Task prompt. Tally the lines in the data below in which the word "where" occurs, then give only the total.
╭──
PR #1533, opened 2024-08-16
feat: introduce CubDB+ storage

icehaunter:
This introduces a new storage backend, that's build as a plain file for snapshots, and CubDB for any metadata and ongoing logs. The benefit here is that we don't have to close the file while processing the results coming from the PostgreSQL query, unlike with batched CubDB writes. The result is that we're writing the snapshot roughly at the same rate as PostgreSQL generates query results.

### DIFF
--- a/packages/sync-service/lib/electric/shape_cache/mixed_disk_storage.ex
+++ b/packages/sync-service/lib/electric/shape_cache/mixed_disk_storage.ex
@@ -1,0 +1,217 @@
+defmodule Electric.ShapeCache.MixedDiskStorage do
+  alias Electric.Telemetry.OpenTelemetry
+  alias Electric.Replication.LogOffset
+  @behaviour Electric.ShapeCache.Storage
+
+  @version 1
+  @version_key :version
+
+  def shared_opts(opts) do
+    storage_dir = Access.get(opts, :storage_dir, "./shapes")
+    db = Access.get(opts, :db, :mixed_shape_db)
+
+    {:ok, %{storage_dir: storage_dir, db: db, version: @version}}
+  end
+
+  def child_spec(opts) do
+    %{
+      id: __MODULE__,
+      start: {__MODULE__, :start_link, [opts]},
+      type: :worker,
+      restart: :permanent
+    }
+  end
+
+  def start_link(opts) do
+    File.mkdir_p(opts.storage_dir)
+    File.mkdir_p(Path.join([opts.storage_dir, "cubdb"]))
+    File.mkdir_p(Path.join([opts.storage_dir, "shapes"]))
+    CubDB.start_link(data_dir: Path.join([opts.storage_dir, "cubdb"]), name: opts.db)
+  end
+
+  def add_shape(shape_id, shape, opts) do
+    CubDB.put(opts.db, shape_key(shape_id), shape)
+  end
+
+  def set_snapshot_xmin(shape_id, xmin, opts) do
+    CubDB.put(opts.db, xmin_key(shape_id), xmin)
+  end
+
+  defp snapshot_xmin(shape_id, opts) do
+    CubDB.get(opts.db, xmin_key(shape_id))
+  end
+
+  def list_shapes(opts) do
+    opts.db
+    |> CubDB.select(min_key: shapes_start(), max_key: shapes_end())
+    |> Enum.map(fn {{:shapes, shape_id}, shape} ->
+      %{
+        shape_id: shape_id,
+        shape: shape,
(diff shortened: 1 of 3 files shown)


packages/sync-service/lib/electric/shape_cache/mixed_disk_storage.ex
```diff
@@ -0,0 +1,217 @@
...
+       )}
+    else
+      raise "Snapshot no longer available"
+    end
+  end
+
+  defp open_snapshot_file(shape_id, opts) do
+    case File.open(shape_snapshot_path(shape_id, opts), [:read, :raw, read_ahead: 1024]) do
+      {:ok, file} -> file
+      {:error, :enoent} -> open_snapshot_file(shape_id, opts)
```
msfstef, line 149: any chance this could get into an infinite loop (`open_snapshot_file` called on file that actually does not exist and is not being created)? Would it benefit from a timeout or retry limit?

packages/sync-service/lib/electric/shape_cache/mixed_disk_storage.ex
```diff
@@ -0,0 +1,217 @@
...
+    [
+      snapshot_meta_key(shape_id),
+      shape_key(shape_id),
+      xmin_key(shape_id),
+      snapshot_started_key(shape_id)
+    ]
+    |> Enum.concat(keys_from_range(log_start(shape_id), log_end(shape_id), opts))
+    |> then(&CubDB.delete_multi(opts.db, &1))
+
+    File.rm_rf(shape_snapshot_path(shape_id, opts))
```
msfstef, line 191: if for some reason the metadata is deleted but the file was not, would we have a cleanup process? or we could delete the file first, then the metadata (so we can use it as an index for cleanup)?

packages/sync-service/lib/electric/shape_cache/mixed_disk_storage.ex
```diff
@@ -0,0 +1,217 @@
...
+      {LogOffset.first(),
+       Stream.resource(
+         fn -> open_snapshot_file(shape_id, opts) end,
+         fn file ->
+           case IO.binread(file, :line) do
+             {:error, reason} ->
+               raise IO.StreamError, reason: reason
+
+             :eof ->
+               Process.sleep(10)
```
msfstef, line 128: How come we `Process.sleep`? I assume with the assumption that the 4 bytes or more data should get written after the wait and actually terminate, but is there any case where this just keeps on going and going and the 4 bytes never get written?

Maybe this keeps track of the last line read and "times out" if it doesn't read any new lines after some time?

msfstef (approved):
Looks good, nice work!

Catching up on sync service work sorry if I'm addressing things that have already been discussed!

packages/sync-service/lib/electric/shape_cache/mixed_disk_storage.ex
icehaunter: This is actually a `tail -f` comparable behavior, where we're reading up until EOF, then sleeping for 10 ms waiting for more data to be written to the end of file. But if we're always reading until EOF, we need a stop condition different from "just reading until EOF" which I picked to be ASCII end-of-transmission (`0x04`) byte. So this is an infinite loop (until this function returns the `{:halt, file}` tuple reading from file until end of transmission byte.

packages/sync-service/lib/electric/shape_cache/mixed_disk_storage.ex
icehaunter: Yeah, not a bad idea

packages/sync-service/lib/electric/shape_cache/mixed_disk_storage.ex
msfstef: right - but `tail -f` waits for an interrupt whereas this would wait for the 4 end-of-transmission bytes - should we not guard against the case where those bytes are never written (for whatever reason)?

packages/sync-service/lib/electric/shape_cache/mixed_disk_storage.ex
msfstef: could create a tmp placeholder like `{snapshot_file}.deleted` first, then delete metadata, then delete both the file and tmp placeholder - and cleanup would just involve looking at placeholders and deleting both them and corresponding snapshots if they exist?

KyleAMathews:
This is obsolete now right?

icehaunter:
Superseded by #1604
╰──
Solution. 3